__GOAL OF THE EXERCISE__. Copy, from the data below, every line that has "ProfilerState" in it.

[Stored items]
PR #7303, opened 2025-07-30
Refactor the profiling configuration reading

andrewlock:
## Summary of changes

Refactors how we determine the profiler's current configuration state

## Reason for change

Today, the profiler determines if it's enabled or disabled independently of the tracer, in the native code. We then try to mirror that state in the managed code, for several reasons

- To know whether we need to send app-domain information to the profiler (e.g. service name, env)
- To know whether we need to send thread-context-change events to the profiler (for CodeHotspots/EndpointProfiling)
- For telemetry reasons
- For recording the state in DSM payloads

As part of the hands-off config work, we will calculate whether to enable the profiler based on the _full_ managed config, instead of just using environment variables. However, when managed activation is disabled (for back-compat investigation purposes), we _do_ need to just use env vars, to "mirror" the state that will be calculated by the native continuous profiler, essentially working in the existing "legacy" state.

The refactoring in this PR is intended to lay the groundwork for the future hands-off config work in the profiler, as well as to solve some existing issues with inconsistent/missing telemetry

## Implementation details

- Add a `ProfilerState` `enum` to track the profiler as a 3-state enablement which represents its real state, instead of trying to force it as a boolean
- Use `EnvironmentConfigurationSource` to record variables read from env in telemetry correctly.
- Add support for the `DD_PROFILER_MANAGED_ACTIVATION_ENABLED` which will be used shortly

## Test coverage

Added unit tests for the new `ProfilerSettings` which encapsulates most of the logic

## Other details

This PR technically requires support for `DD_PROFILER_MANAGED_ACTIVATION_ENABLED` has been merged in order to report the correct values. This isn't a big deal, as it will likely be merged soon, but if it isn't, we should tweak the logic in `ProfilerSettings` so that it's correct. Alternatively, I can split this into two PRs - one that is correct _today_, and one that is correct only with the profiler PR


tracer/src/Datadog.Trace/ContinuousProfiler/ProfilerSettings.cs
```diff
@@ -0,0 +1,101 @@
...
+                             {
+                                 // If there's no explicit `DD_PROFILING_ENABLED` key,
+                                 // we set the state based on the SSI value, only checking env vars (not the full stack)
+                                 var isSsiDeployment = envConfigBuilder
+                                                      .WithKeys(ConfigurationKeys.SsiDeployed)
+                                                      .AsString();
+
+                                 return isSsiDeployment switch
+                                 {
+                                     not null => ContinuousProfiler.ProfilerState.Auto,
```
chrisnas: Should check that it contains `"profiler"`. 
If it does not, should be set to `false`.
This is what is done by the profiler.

__ANSWER TO THIS TASK__.
- Add a `ProfilerState` `enum` to track the profiler as a 3-state enablement which represents its real state, instead of trying to force it as a boolean
+                                     not null => ContinuousProfiler.ProfilerState.Auto,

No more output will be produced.